▶ **How to complete this task**:
If a line in the records contains the string "span", show that line.

*** Opening of Supplied entries ***

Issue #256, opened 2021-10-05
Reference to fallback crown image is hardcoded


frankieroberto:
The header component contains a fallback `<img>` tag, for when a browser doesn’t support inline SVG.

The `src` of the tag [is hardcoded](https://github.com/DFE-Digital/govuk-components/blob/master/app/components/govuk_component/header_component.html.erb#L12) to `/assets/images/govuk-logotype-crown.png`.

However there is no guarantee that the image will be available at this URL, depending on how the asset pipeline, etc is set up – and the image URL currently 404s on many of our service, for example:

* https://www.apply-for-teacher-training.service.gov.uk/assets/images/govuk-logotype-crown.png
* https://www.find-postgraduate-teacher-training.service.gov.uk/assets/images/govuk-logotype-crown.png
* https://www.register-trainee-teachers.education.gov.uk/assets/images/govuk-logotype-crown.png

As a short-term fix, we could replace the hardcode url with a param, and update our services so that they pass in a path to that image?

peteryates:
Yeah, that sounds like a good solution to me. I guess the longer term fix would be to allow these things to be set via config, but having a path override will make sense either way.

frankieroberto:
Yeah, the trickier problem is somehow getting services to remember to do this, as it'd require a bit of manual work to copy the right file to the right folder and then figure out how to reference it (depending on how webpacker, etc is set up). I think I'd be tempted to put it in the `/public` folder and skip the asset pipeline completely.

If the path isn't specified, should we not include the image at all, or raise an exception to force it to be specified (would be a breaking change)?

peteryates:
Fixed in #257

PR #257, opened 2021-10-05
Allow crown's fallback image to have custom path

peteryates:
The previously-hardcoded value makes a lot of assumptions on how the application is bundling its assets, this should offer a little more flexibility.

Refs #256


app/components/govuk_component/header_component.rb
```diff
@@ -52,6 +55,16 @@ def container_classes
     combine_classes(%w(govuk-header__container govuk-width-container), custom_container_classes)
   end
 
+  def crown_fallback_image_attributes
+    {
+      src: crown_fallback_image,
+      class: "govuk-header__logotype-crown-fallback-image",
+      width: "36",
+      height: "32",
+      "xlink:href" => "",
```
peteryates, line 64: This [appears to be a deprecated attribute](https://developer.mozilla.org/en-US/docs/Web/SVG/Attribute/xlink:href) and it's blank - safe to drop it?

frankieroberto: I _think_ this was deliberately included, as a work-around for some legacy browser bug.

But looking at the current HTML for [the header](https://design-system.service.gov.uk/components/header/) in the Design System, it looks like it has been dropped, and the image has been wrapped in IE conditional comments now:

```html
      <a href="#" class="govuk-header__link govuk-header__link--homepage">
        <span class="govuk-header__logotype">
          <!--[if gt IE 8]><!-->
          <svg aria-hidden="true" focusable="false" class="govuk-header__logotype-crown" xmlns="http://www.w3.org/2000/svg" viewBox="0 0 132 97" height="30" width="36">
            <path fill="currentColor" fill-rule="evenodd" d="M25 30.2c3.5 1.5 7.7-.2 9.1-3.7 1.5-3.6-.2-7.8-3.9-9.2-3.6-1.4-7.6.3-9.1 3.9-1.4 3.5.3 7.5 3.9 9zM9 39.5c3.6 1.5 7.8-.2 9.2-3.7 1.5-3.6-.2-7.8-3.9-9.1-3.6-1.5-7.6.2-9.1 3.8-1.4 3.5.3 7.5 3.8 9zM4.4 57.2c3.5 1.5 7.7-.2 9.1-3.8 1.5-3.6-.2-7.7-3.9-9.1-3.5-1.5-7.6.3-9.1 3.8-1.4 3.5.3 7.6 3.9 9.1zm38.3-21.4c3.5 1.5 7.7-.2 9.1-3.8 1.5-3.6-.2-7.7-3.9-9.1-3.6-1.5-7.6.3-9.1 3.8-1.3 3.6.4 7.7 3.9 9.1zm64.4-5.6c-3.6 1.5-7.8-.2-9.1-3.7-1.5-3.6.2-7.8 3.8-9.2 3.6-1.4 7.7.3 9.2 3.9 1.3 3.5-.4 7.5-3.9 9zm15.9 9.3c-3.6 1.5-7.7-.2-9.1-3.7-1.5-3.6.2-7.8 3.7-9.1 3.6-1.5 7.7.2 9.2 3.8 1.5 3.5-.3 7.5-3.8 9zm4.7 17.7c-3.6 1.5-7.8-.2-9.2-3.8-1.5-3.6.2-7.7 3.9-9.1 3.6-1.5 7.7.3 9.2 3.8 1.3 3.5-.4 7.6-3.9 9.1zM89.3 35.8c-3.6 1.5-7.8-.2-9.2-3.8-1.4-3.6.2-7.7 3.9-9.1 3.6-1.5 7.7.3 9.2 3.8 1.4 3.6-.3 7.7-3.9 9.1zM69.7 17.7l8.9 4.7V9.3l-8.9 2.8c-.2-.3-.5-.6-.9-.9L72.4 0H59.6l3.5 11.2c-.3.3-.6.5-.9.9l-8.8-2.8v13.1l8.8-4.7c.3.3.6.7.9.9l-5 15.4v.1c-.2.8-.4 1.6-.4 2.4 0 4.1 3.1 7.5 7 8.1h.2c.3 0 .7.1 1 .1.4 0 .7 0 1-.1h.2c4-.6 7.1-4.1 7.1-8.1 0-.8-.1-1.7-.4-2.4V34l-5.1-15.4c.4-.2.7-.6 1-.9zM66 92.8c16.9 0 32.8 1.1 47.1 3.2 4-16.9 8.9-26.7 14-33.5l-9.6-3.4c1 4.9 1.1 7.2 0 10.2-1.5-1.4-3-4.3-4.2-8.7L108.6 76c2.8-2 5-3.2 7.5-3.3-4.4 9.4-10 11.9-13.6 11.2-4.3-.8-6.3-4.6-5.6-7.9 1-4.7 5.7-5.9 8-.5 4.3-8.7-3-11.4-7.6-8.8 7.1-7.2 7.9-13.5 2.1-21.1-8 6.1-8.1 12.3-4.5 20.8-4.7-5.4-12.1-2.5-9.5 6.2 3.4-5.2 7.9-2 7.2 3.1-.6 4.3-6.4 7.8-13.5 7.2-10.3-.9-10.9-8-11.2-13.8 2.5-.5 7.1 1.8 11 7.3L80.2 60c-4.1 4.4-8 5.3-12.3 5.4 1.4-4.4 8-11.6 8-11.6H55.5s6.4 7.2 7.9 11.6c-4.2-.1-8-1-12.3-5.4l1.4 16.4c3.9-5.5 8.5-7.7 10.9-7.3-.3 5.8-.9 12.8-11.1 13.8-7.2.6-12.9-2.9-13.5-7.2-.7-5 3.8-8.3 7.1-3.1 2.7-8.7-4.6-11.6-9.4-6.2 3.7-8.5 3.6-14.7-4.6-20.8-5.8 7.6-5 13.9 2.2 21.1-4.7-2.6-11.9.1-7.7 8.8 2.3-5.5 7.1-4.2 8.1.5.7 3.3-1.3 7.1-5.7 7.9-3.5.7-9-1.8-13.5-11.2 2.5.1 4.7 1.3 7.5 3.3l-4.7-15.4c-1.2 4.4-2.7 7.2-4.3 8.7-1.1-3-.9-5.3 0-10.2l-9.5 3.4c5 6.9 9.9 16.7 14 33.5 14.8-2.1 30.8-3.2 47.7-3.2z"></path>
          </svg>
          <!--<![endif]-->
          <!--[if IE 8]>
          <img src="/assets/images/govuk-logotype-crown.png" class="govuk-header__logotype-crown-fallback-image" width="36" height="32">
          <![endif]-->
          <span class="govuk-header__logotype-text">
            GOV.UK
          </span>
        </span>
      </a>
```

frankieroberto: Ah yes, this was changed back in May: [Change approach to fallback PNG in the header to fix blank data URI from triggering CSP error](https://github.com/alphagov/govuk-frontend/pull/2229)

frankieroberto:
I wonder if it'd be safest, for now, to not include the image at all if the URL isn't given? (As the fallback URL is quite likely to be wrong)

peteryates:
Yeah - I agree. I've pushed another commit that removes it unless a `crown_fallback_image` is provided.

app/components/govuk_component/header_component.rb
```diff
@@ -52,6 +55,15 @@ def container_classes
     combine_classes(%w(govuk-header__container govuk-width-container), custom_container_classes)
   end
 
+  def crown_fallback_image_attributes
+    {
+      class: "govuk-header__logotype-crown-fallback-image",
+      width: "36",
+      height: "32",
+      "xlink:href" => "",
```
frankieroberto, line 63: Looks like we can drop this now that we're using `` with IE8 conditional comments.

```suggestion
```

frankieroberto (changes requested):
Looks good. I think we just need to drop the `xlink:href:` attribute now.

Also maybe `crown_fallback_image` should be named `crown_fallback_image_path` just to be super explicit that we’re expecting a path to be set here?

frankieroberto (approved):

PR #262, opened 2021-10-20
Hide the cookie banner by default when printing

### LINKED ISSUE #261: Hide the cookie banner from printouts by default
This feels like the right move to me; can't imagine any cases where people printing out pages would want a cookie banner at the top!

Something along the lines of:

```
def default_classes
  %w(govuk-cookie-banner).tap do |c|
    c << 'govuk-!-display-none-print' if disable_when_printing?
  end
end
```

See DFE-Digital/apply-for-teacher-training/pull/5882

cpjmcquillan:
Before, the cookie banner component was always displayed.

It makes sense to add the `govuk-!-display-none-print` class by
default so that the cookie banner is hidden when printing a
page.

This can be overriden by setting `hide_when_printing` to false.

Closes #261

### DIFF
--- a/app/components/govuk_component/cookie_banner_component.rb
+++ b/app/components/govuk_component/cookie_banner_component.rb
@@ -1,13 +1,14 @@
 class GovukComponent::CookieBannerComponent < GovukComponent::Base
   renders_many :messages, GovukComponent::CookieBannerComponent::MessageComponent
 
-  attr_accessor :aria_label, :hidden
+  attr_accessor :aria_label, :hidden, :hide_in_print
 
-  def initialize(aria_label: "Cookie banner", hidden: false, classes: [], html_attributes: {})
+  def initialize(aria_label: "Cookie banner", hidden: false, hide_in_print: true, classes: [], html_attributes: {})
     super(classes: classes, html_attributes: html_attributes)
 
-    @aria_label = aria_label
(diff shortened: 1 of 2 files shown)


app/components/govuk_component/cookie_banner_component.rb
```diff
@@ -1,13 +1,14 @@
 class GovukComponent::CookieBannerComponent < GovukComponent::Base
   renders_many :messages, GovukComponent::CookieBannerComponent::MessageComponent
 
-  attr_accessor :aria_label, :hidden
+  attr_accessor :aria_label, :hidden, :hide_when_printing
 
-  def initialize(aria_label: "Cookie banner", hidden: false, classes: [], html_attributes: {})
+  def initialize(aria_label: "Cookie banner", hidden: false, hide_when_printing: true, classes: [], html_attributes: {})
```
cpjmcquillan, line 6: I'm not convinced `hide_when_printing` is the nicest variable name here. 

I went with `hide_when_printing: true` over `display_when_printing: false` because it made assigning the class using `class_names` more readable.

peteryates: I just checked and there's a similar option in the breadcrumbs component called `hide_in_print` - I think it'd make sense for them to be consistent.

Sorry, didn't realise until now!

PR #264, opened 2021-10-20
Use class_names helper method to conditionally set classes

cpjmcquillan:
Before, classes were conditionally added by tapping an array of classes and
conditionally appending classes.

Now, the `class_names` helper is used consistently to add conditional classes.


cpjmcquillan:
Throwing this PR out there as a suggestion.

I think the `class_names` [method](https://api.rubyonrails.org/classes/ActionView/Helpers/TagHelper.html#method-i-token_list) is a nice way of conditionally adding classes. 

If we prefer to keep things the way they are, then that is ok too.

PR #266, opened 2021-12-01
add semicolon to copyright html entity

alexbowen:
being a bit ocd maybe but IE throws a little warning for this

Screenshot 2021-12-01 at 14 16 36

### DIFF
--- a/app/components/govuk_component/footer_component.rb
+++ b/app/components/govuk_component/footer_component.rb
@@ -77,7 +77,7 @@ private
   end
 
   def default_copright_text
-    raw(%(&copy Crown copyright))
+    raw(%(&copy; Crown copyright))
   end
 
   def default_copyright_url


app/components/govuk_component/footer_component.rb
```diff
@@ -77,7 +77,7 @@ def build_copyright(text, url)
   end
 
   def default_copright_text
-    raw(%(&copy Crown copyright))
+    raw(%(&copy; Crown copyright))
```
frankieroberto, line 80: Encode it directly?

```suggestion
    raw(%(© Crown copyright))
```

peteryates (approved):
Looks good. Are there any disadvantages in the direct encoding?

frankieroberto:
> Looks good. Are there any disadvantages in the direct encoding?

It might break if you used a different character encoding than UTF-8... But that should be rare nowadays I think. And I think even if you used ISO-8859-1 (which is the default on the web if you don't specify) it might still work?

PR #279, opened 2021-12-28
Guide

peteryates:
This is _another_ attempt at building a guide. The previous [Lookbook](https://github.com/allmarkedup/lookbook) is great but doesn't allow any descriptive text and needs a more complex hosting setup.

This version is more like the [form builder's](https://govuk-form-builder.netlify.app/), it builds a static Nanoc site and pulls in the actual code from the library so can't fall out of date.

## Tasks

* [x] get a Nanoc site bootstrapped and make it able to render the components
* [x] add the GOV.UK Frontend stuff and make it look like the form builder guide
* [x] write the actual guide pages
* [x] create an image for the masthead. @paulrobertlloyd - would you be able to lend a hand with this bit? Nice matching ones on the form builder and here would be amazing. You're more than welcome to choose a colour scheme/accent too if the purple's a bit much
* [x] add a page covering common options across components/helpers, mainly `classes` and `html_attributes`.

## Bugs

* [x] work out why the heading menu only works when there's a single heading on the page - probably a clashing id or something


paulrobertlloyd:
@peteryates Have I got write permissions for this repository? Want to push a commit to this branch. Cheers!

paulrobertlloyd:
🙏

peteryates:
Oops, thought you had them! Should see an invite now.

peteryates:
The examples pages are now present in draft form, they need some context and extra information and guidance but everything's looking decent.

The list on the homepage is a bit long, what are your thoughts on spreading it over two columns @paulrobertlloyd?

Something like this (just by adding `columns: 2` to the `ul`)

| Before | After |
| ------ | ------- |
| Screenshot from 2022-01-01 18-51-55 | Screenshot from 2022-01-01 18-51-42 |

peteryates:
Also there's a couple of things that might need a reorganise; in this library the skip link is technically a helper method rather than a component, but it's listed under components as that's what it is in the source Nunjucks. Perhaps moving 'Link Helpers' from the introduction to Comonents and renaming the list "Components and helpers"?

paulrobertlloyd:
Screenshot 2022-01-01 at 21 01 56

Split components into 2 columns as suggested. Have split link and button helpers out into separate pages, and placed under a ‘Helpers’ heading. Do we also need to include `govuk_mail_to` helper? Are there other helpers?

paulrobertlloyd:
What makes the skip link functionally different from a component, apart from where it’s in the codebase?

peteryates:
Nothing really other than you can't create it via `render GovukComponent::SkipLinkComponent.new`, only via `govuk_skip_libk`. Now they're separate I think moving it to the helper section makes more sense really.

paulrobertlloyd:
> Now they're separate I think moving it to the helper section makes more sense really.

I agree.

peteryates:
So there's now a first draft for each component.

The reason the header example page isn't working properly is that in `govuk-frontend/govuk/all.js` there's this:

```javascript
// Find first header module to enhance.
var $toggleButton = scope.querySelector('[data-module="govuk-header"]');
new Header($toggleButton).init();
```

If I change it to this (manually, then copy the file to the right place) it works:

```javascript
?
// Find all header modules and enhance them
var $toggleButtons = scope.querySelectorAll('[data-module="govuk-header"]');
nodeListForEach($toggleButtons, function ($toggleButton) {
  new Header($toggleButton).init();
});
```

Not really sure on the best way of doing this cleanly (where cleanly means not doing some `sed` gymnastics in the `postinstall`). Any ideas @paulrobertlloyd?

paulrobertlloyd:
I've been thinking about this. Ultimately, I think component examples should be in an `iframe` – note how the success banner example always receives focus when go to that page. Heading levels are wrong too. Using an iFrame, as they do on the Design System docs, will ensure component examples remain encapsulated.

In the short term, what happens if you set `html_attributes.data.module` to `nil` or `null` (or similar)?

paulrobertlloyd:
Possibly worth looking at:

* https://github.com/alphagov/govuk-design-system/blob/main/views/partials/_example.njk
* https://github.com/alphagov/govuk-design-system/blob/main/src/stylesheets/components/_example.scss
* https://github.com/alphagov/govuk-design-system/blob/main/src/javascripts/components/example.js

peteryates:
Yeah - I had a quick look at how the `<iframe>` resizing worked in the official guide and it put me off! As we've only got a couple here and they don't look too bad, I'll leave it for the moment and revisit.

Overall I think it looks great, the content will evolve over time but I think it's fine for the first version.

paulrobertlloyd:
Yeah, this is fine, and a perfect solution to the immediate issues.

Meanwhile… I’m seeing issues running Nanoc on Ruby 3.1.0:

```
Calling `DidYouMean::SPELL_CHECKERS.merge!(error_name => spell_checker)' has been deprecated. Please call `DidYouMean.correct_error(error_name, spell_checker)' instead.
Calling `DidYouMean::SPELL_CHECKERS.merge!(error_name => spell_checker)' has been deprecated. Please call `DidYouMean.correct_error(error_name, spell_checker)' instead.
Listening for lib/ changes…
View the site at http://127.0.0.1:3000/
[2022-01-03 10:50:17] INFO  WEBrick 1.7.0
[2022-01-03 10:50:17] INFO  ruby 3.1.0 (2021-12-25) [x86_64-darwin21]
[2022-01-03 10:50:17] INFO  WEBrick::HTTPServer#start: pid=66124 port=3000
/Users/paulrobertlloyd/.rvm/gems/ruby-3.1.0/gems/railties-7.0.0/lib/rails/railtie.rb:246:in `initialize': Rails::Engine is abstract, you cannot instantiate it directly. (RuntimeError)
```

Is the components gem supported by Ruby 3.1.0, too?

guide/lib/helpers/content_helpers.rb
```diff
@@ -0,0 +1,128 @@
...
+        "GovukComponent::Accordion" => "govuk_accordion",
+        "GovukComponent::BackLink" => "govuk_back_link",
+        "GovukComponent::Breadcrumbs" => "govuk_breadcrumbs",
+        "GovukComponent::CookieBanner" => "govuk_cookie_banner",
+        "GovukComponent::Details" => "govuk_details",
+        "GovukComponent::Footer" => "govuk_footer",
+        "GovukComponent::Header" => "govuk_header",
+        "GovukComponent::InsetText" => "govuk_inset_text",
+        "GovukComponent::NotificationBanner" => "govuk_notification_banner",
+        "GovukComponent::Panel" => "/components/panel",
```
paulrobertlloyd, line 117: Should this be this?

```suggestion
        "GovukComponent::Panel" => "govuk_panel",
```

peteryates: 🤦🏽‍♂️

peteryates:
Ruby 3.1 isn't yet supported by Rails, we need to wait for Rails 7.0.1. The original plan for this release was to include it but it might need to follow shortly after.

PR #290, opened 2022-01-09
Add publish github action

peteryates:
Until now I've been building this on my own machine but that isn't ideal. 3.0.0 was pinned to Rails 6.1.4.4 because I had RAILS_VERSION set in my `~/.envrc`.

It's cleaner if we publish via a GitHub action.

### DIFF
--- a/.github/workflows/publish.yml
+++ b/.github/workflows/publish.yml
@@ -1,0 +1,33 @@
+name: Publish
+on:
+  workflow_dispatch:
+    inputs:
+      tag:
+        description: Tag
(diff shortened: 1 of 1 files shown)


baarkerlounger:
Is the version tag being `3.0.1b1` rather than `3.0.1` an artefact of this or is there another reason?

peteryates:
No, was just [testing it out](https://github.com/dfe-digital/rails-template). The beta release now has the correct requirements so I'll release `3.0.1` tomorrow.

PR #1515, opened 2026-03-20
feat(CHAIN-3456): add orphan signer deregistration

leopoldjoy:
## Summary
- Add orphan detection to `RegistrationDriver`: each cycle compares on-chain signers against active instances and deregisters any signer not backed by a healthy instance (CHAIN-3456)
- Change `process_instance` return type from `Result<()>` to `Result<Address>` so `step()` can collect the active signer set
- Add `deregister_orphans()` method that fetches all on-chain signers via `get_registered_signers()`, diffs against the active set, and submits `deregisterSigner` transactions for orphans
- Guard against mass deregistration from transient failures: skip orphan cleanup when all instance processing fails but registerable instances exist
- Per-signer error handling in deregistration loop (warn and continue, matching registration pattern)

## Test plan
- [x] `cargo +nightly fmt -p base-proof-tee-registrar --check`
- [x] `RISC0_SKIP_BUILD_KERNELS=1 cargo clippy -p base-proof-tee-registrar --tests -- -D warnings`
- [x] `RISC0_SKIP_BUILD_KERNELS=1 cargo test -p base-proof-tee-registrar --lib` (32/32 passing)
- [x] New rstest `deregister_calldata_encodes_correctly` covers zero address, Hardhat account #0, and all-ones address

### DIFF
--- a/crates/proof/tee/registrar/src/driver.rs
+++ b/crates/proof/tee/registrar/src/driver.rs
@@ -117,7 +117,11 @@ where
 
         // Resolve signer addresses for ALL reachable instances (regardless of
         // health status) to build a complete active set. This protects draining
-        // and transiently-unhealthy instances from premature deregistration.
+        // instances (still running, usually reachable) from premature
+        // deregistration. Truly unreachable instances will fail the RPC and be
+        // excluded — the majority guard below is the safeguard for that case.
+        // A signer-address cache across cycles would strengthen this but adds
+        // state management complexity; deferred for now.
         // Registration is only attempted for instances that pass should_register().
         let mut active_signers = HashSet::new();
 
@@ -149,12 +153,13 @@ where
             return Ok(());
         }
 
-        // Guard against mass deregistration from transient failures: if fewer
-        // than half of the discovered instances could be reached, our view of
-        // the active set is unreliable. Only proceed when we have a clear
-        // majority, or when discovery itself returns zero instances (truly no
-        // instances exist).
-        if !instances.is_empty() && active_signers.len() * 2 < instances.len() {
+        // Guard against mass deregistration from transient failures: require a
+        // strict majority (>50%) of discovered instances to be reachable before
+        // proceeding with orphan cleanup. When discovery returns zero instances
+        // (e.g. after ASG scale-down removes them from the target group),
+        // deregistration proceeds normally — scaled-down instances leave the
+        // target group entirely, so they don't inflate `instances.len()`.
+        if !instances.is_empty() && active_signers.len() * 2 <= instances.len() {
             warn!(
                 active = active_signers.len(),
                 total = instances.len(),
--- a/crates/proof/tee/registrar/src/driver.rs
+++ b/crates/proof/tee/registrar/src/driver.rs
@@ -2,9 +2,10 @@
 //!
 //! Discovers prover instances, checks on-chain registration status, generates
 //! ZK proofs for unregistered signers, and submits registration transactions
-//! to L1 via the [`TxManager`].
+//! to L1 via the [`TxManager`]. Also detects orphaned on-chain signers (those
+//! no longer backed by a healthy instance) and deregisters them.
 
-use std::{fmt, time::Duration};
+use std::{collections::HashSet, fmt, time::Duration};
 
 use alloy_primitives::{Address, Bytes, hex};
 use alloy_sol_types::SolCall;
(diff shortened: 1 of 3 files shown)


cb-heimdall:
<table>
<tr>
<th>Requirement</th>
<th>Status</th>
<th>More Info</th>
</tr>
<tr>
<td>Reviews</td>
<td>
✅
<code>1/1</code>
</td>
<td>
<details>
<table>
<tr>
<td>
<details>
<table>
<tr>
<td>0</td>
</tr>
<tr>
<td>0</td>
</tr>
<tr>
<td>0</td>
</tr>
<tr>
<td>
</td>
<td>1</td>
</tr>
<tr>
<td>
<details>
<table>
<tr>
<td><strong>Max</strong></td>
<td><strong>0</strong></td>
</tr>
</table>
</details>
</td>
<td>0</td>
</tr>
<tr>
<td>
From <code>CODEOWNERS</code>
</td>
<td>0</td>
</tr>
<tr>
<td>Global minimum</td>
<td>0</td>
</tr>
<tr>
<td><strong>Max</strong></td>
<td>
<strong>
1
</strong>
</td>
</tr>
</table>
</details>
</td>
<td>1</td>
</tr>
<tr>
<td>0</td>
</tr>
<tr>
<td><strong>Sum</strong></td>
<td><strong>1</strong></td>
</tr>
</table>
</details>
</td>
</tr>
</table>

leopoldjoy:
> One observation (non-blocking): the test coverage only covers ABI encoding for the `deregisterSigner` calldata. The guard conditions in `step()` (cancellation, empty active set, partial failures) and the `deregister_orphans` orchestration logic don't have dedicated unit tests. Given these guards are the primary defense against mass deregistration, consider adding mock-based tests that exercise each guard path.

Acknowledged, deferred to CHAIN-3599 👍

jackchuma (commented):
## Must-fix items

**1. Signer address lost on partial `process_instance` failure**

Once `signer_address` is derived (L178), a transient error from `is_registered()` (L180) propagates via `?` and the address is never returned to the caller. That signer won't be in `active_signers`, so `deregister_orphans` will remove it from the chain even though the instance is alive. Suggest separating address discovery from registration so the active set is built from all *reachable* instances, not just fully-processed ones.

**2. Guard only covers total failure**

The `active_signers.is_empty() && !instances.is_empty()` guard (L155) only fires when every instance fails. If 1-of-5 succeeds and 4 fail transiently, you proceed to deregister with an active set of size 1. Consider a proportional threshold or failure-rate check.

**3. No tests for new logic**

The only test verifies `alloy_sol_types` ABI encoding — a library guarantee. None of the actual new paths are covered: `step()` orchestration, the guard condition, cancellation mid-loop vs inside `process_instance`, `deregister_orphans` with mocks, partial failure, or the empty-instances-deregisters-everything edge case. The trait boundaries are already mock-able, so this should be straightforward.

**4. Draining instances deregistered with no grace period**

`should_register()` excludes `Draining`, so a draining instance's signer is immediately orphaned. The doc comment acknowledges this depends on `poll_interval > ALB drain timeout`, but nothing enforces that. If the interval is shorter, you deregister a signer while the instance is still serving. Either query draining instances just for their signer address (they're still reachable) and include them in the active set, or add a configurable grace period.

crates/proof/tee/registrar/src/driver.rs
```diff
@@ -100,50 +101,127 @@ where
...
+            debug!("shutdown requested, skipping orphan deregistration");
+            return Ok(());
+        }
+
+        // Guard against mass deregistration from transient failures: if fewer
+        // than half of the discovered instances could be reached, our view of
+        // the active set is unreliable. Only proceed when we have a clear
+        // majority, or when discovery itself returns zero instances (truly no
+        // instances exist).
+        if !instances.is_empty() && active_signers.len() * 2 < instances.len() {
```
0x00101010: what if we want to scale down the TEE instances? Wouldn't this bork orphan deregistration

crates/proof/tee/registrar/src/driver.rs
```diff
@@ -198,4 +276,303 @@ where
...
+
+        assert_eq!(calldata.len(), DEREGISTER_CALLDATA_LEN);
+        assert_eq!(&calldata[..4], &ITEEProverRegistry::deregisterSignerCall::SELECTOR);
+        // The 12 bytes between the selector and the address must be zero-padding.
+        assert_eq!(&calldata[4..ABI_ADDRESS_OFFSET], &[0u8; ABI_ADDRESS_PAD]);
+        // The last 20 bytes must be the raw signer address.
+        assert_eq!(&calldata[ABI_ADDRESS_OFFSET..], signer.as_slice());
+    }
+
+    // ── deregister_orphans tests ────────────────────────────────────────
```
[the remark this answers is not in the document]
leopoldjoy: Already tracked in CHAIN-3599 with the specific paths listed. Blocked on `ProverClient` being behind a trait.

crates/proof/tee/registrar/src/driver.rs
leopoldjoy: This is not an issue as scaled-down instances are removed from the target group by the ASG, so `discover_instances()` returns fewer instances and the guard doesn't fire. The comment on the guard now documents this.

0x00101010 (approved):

*** Close of Supplied entries ***

▶ **Solution for this exercise**:
        <span class="govuk-header__logotype">
          <span class="govuk-header__logotype-text">
          </span>
        </span>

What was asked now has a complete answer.